In this Master’s thesis, Clément Herman investigates the role that interpersonal trust plays in participation in these schemes. Interpersonal trust has been highlighted in the economics literature as a key determinant in a number of economic and political behaviors, especially those called “populist”: lack of interpersonal trust is thus associated with the vote for Le Pen (1) as well as support for the Yellow Vests movement (2). Herman shows that high levels of interpersonal trust are linked to greater participation in public consultation exercises, not only at the extensive margin (to participate or not), but also at the intensive one (length of contributions), and that the content of contributions itself is affected by interpersonal trust.

He came to these conclusions through a study of the Great National Debate, a public consultation organized in France at the beginning of 2019 in response to the Yellow Vests movement.

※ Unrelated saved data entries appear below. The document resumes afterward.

PR #577, opened 2023-05-08
Wait for `InboundAgentRule` to be online as part of starting it

jglick:


Vlatombe (approved):

jglick:
Ran all core tests using `InboundAgentRule` against this (merged with `master`) just to be sure. Note that https://github.com/jenkinsci/jenkins/blob/fd90fdf17f62e90d31ae21843c8f86e2f976a1ac/test/src/test/java/jenkins/slaves/restarter/JnlpSlaveRestarterInstallerTest.java#L67-L72 is not currently using the start option.

jglick:
Just noticed that `start(JenkinsRule, …)` is not using the same logic, which I guess it should be. Let me try that…

Vlatombe (approved):

src/main/java/org/jvnet/hudson/test/InboundAgentRule.java
```diff
@@ -321,6 +324,7 @@ public void start(@NonNull JenkinsRule r, Options options) throws Exception {
         Objects.requireNonNull(name);
         stop(r, name);
         start(GetAgentArguments.get(r, name), options);
+        WaitForAgentOnline.wait(r, name);
```
basil, line 327: The Javadoc at the top of this file, which instructs consumers to call `r.waitOnline(agent)`, is now out of date, as are all cases of this pattern in Jenkins core.

PR #587, opened 2023-05-21
Remove deprecated `hamcrest-core` and `hamcrest-library` modules

NotMyFault:
Both modules named are deprecated since 2019, in favor of `hamcrest` where the logic of both modules live on since then.
Consumers are advised to replace hamcrest-x with hamcrest, if not already done.

### DIFF
--- a/pom.xml
+++ b/pom.xml
@@ -188,16 +188,6 @@ THE SOFTWARE.
       <version>${hamcrest.version}</version>
     </dependency>
     <dependency>
-      <groupId>org.hamcrest</groupId>
-      <artifactId>hamcrest-core</artifactId>
-      <version>${hamcrest.version}</version>
-    </dependency>
-    <dependency>
-      <groupId>org.hamcrest</groupId>
-      <artifactId>hamcrest-library</artifactId>
-      <version>${hamcrest.version}</version>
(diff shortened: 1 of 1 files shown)


MarkEWaite (approved):
Thanks!

MarkEWaite:
@NotMyFault will this affect users of hamcrest in automated tests of plugins?

If they already have a declared dependency on the deprecated libraries, will they be able to continue to use those libraries even though they are no longer a dependency of Jenkins test harness?

If they don't have a declared dependency on the deprecated libraries, but are using them, will they be able to resolve that by declaring the dependency themselves?  I assume they could also resolve the issue by switching to use `hamcrest` rather than the deprecated libraries.

NotMyFault:
> I assume they could also resolve the issue by switching to use hamcrest rather than the deprecated libraries.

That's the desired approach. It contains the code of both deprecated libraries. Consumers are advised to remove both from their pom and add `hamcrest` only if not already done.

You can continue using the deprecated libraries for sure, if you add a version to the deprecated libraries overriding the JTH (or any other) dependencies.
That's the undesirable approach, given the modules haven't been touched in 4 years and there's no reason to not move on to `hamcrest`.

PR #588, opened 2023-05-23
Replace hamcrest matchers with methods from non-deprecated packages

NotMyFault:
With https://github.com/jenkinsci/jenkins-test-harness/pull/587 in mind, we can make use of the methods from the `hamcrest` package, which is the drop-in replacement for the deprecated -core package.

The code from the deprecated package has been merged in, and the methods return the same, nonetheless I applied the `breaking` label because the method signature changes.
Testing with core in https://github.com/jenkinsci/jenkins/pull/8046 revealed no issues.

### DIFF
--- a/src/main/java/org/jvnet/hudson/test/JenkinsMatchers.java
+++ b/src/main/java/org/jvnet/hudson/test/JenkinsMatchers.java
@@ -3,10 +3,10 @@ package org.jvnet.hudson.test;
 import hudson.util.FormValidation;
 import hudson.util.Secret;
 import org.hamcrest.BaseMatcher;
-import org.hamcrest.CoreMatchers;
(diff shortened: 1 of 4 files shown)


basil:
> I applied the `breaking` label because the method signature changes

Can you give an example of a method whose signature has changed?

NotMyFault:
Methods now return Matchers.doSth instead of CoreMatchers.doSth

basil:
In which method is a return value of `CoreMatchers` part of the method signature?

NotMyFault:
Adjusted the labels, the underlying hamcrest methods return the same. Looks like I read it wrong before.

basil (approved):
Thanks for the PR!

PR #591, opened 2023-05-27
Dispose of Windows read-only temporary files

MarkEWaite:
## Dispose of Windows temporary read-only files

When the git plugin and the gitlab plugin upgraded to parent pom 4.64, their tests failed on Windows. The Java delete() method on Windows throws an access denied exception when asked to delete a read-only file.  Command line git creates read-only files in the objects directory when it clones a repository.

This test creates a read-only file and relies on the JenkinsRule cleanup process to remove the file.

### Testing done

[Draft pull request](https://github.com/jenkinsci/git-plugin/pull/1454) submitted to the git plugin confirming that clearing the "read-only" permission on Windows files allowed the 100+ failing tests to pass with parent pom 4.64.

Automated test written that confirms read-only files are deleted as expected on Unix and that read-only files are not deleted on Windows.

The [first commit](https://github.com/jenkinsci/jenkins-test-harness/pull/591/commits/9eee796708cc43f80d15a6b28aaf316cb84fc2ef) is a failing test.  [Second commit](https://github.com/jenkinsci/jenkins-test-harness/pull/591/commits/13e45e0632cdf41e5d862be32ffc1efce88da29e) is the code changes to pass the failing test.

### Submitter checklist

### DIFF
--- a/src/main/java/org/jvnet/hudson/test/TemporaryDirectoryAllocator.java
+++ b/src/main/java/org/jvnet/hudson/test/TemporaryDirectoryAllocator.java
@@ -133,6 +133,11 @@ public class TemporaryDirectoryAllocator {
             }
         }
         try {
+            if (isWindows()) {
+                // Windows throws an access denied exception when deleting read-only files
+                boolean ok = p.toFile().setWritable(true);
+                LOGGER.fine(() -> "allow write to " + p + ", result: " + ok);
+            }
             Files.deleteIfExists(p);
         } catch (DirectoryNotEmptyException x) {
             try (Stream<Path> children = Files.list(p)) {
@@ -141,4 +146,7 @@ public class TemporaryDirectoryAllocator {
         }
     }
 
+    private boolean isWindows() {
+        return File.pathSeparatorChar == ';';
+    }
 }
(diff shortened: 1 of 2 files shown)


MarkEWaite:
https://github.com/jenkinsci/gitlab-plugin/pull/1480 is the plugin pull request that reverted the parent pom upgrade.  Once this is merged, released, updated in the parent pom, and the parent pom released, then the GitLab plugin can be updated to use it.

MarkEWaite:
@timja if your time would allow it, I'd love to have this included in the next release of the Jenkins test harness.  I can't upgrade the git plugin or the gitlab plugin to the most recent parent pom until that parent pom includes a Jenkins test harness with this change.

timja (approved):
Sure I think I hit this in the scripter plugin as well

src/main/java/org/jvnet/hudson/test/TemporaryDirectoryAllocator.java
```diff
@@ -133,6 +133,11 @@ private void delete(Path p) throws IOException {
             }
         }
         try {
+            if (isWindows()) {
+                // Windows throws an access denied exception when deleting read-only files
+                boolean ok = p.toFile().setWritable(true);
```
jglick, line 138: Fine though if this ever fails it will do so in an opaque fashion; using NIO APIs might be better.

PR #210, opened 2020-04-09
waitForCompletion should wait for !Run.logUpdated even after !Run.building

jglick:
I think this is the root of many of the flakes surrounding `WorkflowRun.finish`, like https://github.com/jenkinsci/workflow-job-plugin/pull/158. For both traditional job types (https://github.com/jenkinsci/jenkins/blob/449c5aced523a6e66fe3d6a804e5dbfd5c5c67c6/core/src/main/java/hudson/model/Run.java#L520-L537) and Pipeline (https://github.com/jenkinsci/workflow-job-plugin/blob/5323c277aaa1194f899e8e320bb7246f2bbcc24f/src/main/java/org/jenkinsci/plugins/workflow/job/WorkflowRun.java#L778-L779), `!Run.logUpdated` is stronger than `!Run.building`, so we ought to wait for the build to _really_ be completed.

PR #596, opened 2023-05-30
Use `FutureImpl.get` from `waitForCompletion`

jglick:
Since https://github.com/jenkinsci/workflow-job-plugin/pull/357 I have noticed some flakes like

```
java.lang.AssertionError: expected:<SUCCESS> but was:<FAILURE>
	at org.junit.Assert.fail(Assert.java:89)
	at org.junit.Assert.failNotEquals(Assert.java:835)
	at org.junit.Assert.assertEquals(Assert.java:120)
	at org.junit.Assert.assertEquals(Assert.java:146)
	at org.jenkinsci.plugins.workflow.job.CpsPersistenceTest.lambda$completedExecutionButRunIncomplete$23(CpsPersistenceTest.java:416)
```

The build log shows

```
[Pipeline] End of Pipeline
Finished: SUCCESS
```

yet the Jenkins log shows

```
WARNING	hudson.model.Run#onEndBuilding: testJob #1: No build result is set, so marking as failure. This should not happen.
```

I cannot reproduce this locally but I suspect the cause is that `isLogUpdated` is returning false before `WorkflowRun.finish` has completed, sometime before it calls `save()` or `onEndBuilding()`. The right way to listen for a build to complete is via its `Executor`.

### DIFF
--- a/src/main/java/org/jvnet/hudson/test/JenkinsRule.java
+++ b/src/main/java/org/jvnet/hudson/test/JenkinsRule.java
@@ -99,6 +99,7 @@ import hudson.model.UpdateSite;
 import hudson.model.User;
 import hudson.model.View;
 import hudson.model.queue.QueueTaskFuture;
+import hudson.model.queue.WorkUnit;
 import hudson.remoting.Which;
 import hudson.security.ACL;
 import hudson.security.AbstractPasswordBasedSecurityRealm;
@@ -165,6 +166,7 @@ import java.util.TreeSet;
 import java.util.UUID;
 import java.util.concurrent.Callable;
 import java.util.concurrent.CopyOnWriteArrayList;
+import java.util.concurrent.ExecutionException;
 import java.util.concurrent.Future;
 import java.util.concurrent.atomic.AtomicBoolean;
 import java.util.concurrent.atomic.AtomicReference;
@@ -225,6 +227,7 @@ import static org.hamcrest.Matchers.not;
 import static org.hamcrest.Matchers.notNullValue;
 import static org.junit.Assert.assertEquals;
 import static org.junit.Assert.assertNotNull;
+import static org.junit.Assert.assertSame;
 import static org.junit.Assert.assertTrue;
 import static org.junit.Assert.fail;
 import org.junit.internal.AssumptionViolatedException;
@@ -1531,7 +1534,20 @@ public class JenkinsRule implements TestRule, MethodRule, RootAction {
      * @since 1.607
      */
     public <R extends Run<?,?>> R waitForCompletion(R r) throws InterruptedException {
-        // Could be using com.jayway.awaitility:awaitility but it seems like overkill here.
+        Executor executor = r.getExecutor();
+        if (executor != null) {
+            WorkUnit workUnit = executor.getCurrentWorkUnit();
+            if (workUnit != null) {
+                try {
+                    Queue.Executable r2 = workUnit.context.future.get();
+                    assertSame(r, r2);
+                    return r;
+                } catch (ExecutionException x) {
+                    throw new RuntimeException(x);
+                }
+            }
+        }
+        // Fallback:
         while (r.isLogUpdated()) {
             Thread.sleep(100);
         }
--- a/src/test/java/org/jvnet/hudson/test/JenkinsRuleTest.java
+++ b/src/test/java/org/jvnet/hudson/test/JenkinsRuleTest.java
@@ -5,6 +5,8 @@ import com.gargoylesoftware.htmlunit.Page;
 import com.gargoylesoftware.htmlunit.WebRequest;
 
 import hudson.EnvVars;
+import hudson.model.FreeStyleBuild;
+import hudson.model.FreeStyleProject;
 import hudson.model.RootAction;
 import hudson.model.User;
 import jenkins.model.Jenkins;
@@ -413,4 +415,13 @@ public class JenkinsRuleTest {
         j.createSlave("agent", "agent", new EnvVars());
         j.jenkins.save();
     }
+
+    @Test
+    public void waitForCompletion() throws Exception {
+        FreeStyleProject p = j.createFreeStyleProject();
+        p.getBuildersList().add(new SleepBuilder(1000));
+        FreeStyleBuild b = p.scheduleBuild2(0).getStartCondition().get();
+        j.assertBuildStatusSuccess(j.waitForCompletion(b));
+    }
+
 }


timja (approved):

jtnord:
>  The right way to listen for a build to complete is via its Executor.

Shouldn't it be via `!isInProgress() && !isBuilding()`  (as opposed to just `isInProgress()` - the same thing was [done for the ATH](https://github.com/jenkinsci/acceptance-test-harness/pull/860/files). (the former happens after all listeners are called after the build is finalized).
see also https://github.com/jenkinsci/jenkins/pull/6829

rsandell (approved):

src/main/java/org/jvnet/hudson/test/JenkinsRule.java
```diff
@@ -1531,6 +1534,18 @@ public static String getLog(Run run) throws IOException {
      * @since 1.607
      */
     public <R extends Run<?,?>> R waitForCompletion(R r) throws InterruptedException {
+        Executor executor = r.getExecutor();
```
jtnord, line 1537: Whilst this may be technically correct - if we need to look at this then in my opinion there is an in Jenkins core, and we should not work around it in isolation.

we have `isBuilding()` and `isInProgress()` which should be combinable - if this does not work - then the whole ATH is buggy also. (isInProgress()).

Both of these do use the State - (as does isLogUpdated() unless pipeline ooverrides it) so if the log is not being updated, then the build is complete ,

The contract for the state COMPLETE is `Build is completed now, and log file is closed.`  if pipeline is overriing isLogUpdated() then this would surely sound like a break of contract - as COMPLETE is the log is closed - nothing more can add to the log ever...

jtnord (changes requested):
the more I see this change the more I realize it is incorrect.

The API from workflow-job is saying "I an complete" - yet it is not - this is a production code issue in workflow job.  the API to obtain if a build is complete is there - it is just workflow job violates this.

As this code can be called by any plugin at any time this is then not a test issue - but a production one.

jglick:
Unfortunately there is no single and consistent definition of “complete”; there are a number of stages of “completion”. Other functional test utilities such as `buildAndAssertSuccess` wait for `QueueTaskFuture.get()` to return, which is what I was following here.

> Both of these do use the State - (as does isLogUpdated() unless pipeline ooverrides it)

`Run.State` is not used by `workflow-job`.

jglick:
For example, in freestyle builds, `isLogUpdated` compares `State` to `COMPLETED`. That is set by `onEndBuilding`; the logger is actually closed _after_ this, despite the Javadoc for `RunListener.onFinalized` (called during `onEndBuilding`) claiming that at this point

> `TaskListener` is no longer available

For Pipeline, `isLogUpdated()` does indeed reflect whether anything more can be printed to the log file, but that is not precisely the condition that all tests need to be checking, since some tests actually presume that `onFinalized` has been called, or certain fields have been written to `build.xml`, or `QueueTaskFuture` has completed. What is asserted here should cover the corner cases better.

Forgot to mention that this PR amends #210, and before that https://github.com/jenkinsci/jenkins/pull/1609, and before _that_ https://github.com/jenkinsci/pipeline-plugin/pull/92 which was originally for Pipeline in fact.

jglick:
> if this does not work - then the whole ATH is buggy also

I would not expect the needs of `acceptance-test-harness` to be identical. https://github.com/jenkinsci/acceptance-test-harness/pull/860 is editing code which polls the REST API (itself a relatively slow operation) at intervals. Functional tests are dealing with much tighter time scales and so are more likely to display subtle ordering effects, particularly when some stages of a test are triggered by callbacks rather than polling (the original motivation for https://github.com/jenkinsci/workflow-job-plugin/pull/357) or involve direct access to Java structures (like the use of `java.lang.reflect.Field` in the test mentioned in the PR description), neither of which is possible in a black-box test.

jtnord:
> I would not expect the needs of acceptance-test-harness to be identical

I expect a Jenkins API that any code can call be it REST or java API that can return "this build is finished"  without the risk of race condition.  It seems list you are saying that need is different - purely due to the window of opportunity for a race condition - but I disagree - as any window of opertunity is an issue no matter how small.  

The API is "is this building" and if the answer is "no" - then the build **must** be complete - be it called via REST or or by a Java API.  As demonstrated in the need for this PR that is not the case therefore the API is buggy and broken as it is returning "I am complete" when it is not infact complete.

if you can demine that something has finished building by the lack of an executor - then why should that not be moved into the workflow job as the actual implementation?

jglick:
> if you can determine that something has finished building by the lack of an executor - then why should that not be moved into the workflow job as the actual implementation?

Not the lack of an executor per se, but the `QueueTaskFuture.get()` returning. That _is_ the final notification currently in `workflow-job`, which is what this PR is waiting for.

> the API is buggy and broken as it is returning "I am complete"

If you are referring to `isLogUpdated()` which prior to this PR was the sole condition for `waitForCompletion` to return, then no, it is correctly indicating that there is no further text coming to the log file.

> I expect a Jenkins API that any code can call be it REST or java API that can return "this build is finished" without the risk of race condition.

There is not really such an API that satisfies all use cases.

> The API is "is this building" and if the answer is "no" - then the build **must** be complete

There are `isBuilding()` and `isInProgress()` APIs, both of which can return false while `isLogUpdated()`. What exactly you would use them for, I am not quite sure, but they do not mean “entirely complete”.

Regarding the log message from the test

```
WARNING	hudson.model.Run#onEndBuilding: testJob #1: No build result is set, so marking as failure. This should not happen.
```

this is expected because the test in question deliberately mutates internal fields to try to simulate corruption of on-disk data and assert that the system recovers gracefully after a restart; this would never be expected to happen in production.

rsandell:
But historically iirc just because the job is no longer building does not mean it is complete? First RunListeners et.al needs to run, then cleaning up. And after that the run is actually completed.

dwnusbaum (approved):

amuniz (approved):

jtnord:
> > the API is buggy and broken as it is returning "I am complete"
> 
> If you are referring to `isLogUpdated()` which prior to this PR was the sole condition for `waitForCompletion` to return, then no, it is correctly indicating that there is no further text coming to the log file.

more `isInProgress()` than `isLogUpdated()`  - given the result is not final (aka written) that to me would say the job is still running,  (and building in Jenkins is not really build but running due to the overload of advjectives/nouns etc due to history where previously a job did "build").


> But historically iirc just because the job is no longer building does not mean it is complete? First RunListeners et.al needs to run, then cleaning up. And after that the run is actually completed.

And that was what `isInProgress` was actually for - (according to the documentation) - it should only be set to false (once the build starts) once there is nothing else that can effect the state of the job (be it writing to the log, changing the result or anything else).

https://github.com/jmdesprez/jenkins/blob/master/core/src/main/java/hudson/model/Run.java#L536-L543

Now complete has a definition - https://github.com/jmdesprez/jenkins/blob/master/core/src/main/java/hudson/model/Run.java#L276-L279

Jesse says above that Pipeline jobs do not use state - that is fine - to me that is an implementation details - but the contract is to me being violated - if isInProgress is returning false and there is still a QueueTaskFuture that has not completed - ergo a task for a job exists so how can it be comeplted.


I seem to be in a minority here - so have removed my -1 but still I would say this is a bug in pipeline returning `false` for `isInProgress` when it is actually still in progress...


> Regarding the log message from the test
```WARNING	hudson.model.Run#onEndBuilding: testJob #1: No build result is set, so marking as failure. This should not happen.```
this is expected because the test in question deliberately mutates internal fields to try to simulate corruption of on-disk data and assert that the system recovers gracefully after a restart; this would never be expected to happen in production.

ACK. That was not clear to me from the intial PR comment.

**Comment by jglick** [comment]
> the contract is to me being violated - if isInProgress is returning false and there is still a QueueTaskFuture that has not completed - ergo a task for a job exists so how can it not be inProgress still?

Maybe? The contract

> Determine whether the run is being build [_sic_] right now.
> true if after started and before completed

is hardly clear to me. Conversely I would be confused if a functional test failed

```java
assertFalse(jenkinsRule.buildAndAssertSuccess(someProject).isInProgress());
```

which would be possible if the order of events were flipped. There is also `Run.getExecutor`

> an executor holds on to`Run` _some more time_ even after the build is finished [emphasis added]

I do not think it is possible to satisfy everyone’s intuition without
* a much clearer state transition diagram (designed with the needs of Pipeline in mind and not retrofitted to that)
* a transactional database to ensure that transitions are atomic and there are no undocumented intermediate states

> have removed my -1 but still I would say this is a bug in pipeline

Ack. I am going to go ahead with this PR since in and of itself it seems harmless, adjusts a utility method originally written for use with Pipeline to better match the behavior of other similar-seeming methods and the actual behavior of `WorkflowRun.finish`, and _may_ resolve flakiness in some PCT runs. Whether the behavior of various `WorkflowRun.isXXX()` overrides and `QueueTaskFuture` and `RunListener.onFinalized` timings are consistent with `AbstractBuild` and/or “correct” according to existing Javadoc or intuition is a broader question; any changes in that regard have to be studied pretty closely, and there is a significant chance of PCT regressions, including hard-to-reproduce race conditions.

After mapping interpersonal confidence levels at the life zone level with the help of micro-simulation tools, he studied their correlation with a number of local measures of participation in the Great National Debate and the content of contributions. The life zones with the highest levels of interpersonal trust contributed the most to the Debate, expressing concerns and demands substantially different from those of the Yellow Vests. As a result, there was an over-representation of certain segments of society (the most confident) in these public consultations, to the detriment of others. An online experiment confirmed these results. Herman made volunteers participate in the “trust game” (3) in order to measure their degree of interpersonal trust, before inviting them – with no obligation – to participate in a questionnaire similar to an online consultation. The most confident participants tend to answer more questions in the questionnaire.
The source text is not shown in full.